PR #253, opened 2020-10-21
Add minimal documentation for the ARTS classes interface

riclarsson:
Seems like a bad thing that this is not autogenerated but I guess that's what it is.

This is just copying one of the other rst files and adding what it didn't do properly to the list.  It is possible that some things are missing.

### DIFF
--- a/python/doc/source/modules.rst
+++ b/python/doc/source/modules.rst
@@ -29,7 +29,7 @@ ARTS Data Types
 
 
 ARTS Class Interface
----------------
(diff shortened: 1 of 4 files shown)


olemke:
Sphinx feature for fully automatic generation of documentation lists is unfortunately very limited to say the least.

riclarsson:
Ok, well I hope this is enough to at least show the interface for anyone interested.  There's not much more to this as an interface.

● What this task involves: In the material above, locate the line containing "Add minimal documentation" and the line containing "Seems like a". Transcribe exactly those two lines and every line between them, and nothing more.

● Response below:
Add minimal documentation for the ARTS classes interface

riclarsson:
Seems like a bad thing that this is not autogenerated but I guess that's what it is.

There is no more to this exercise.